Each line of the data below containing "have" needs to be listed.

- Recorded information -
————————

PR #2298, opened 2020-03-07
Add capability to have a pure lua script

asarium:
This adds the capability to have a Lua script that does not need to use
our table syntax at all but instead defines the hooks by calling API
functions. This also makes it possible to add hook functions at runtime
if the script requires that.

### DIFF
--- a/.clang-tidy
+++ b/.clang-tidy
@@ -14,6 +14,8 @@ misc-*,\
 -misc-static-assert,\
 -misc-unused-parameters,\
 -misc-non-private-member-variables-in-classes,\
+readability-*,\
+-readability-implicit-bool-conversion,\
 "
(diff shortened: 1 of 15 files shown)


asarium:
How did you arrive at that conclusion? This is a strict addition of features. Table based scripts will be unaffected.

MageKing17:
The removal of the ADE Debug code.

asarium:
That code has been superseded by the code using the Lua internat stack trace long ago. It was not used or useful anymore.

chief1983:
If they don't need to be fixed shouldn't we add the tidy-ignore comment to them at least?

Goober5000:
Nah.  I just looked at them and they are trivial.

————————

- Response area -
Add capability to have a pure lua script
This adds the capability to have a Lua script that does not need to use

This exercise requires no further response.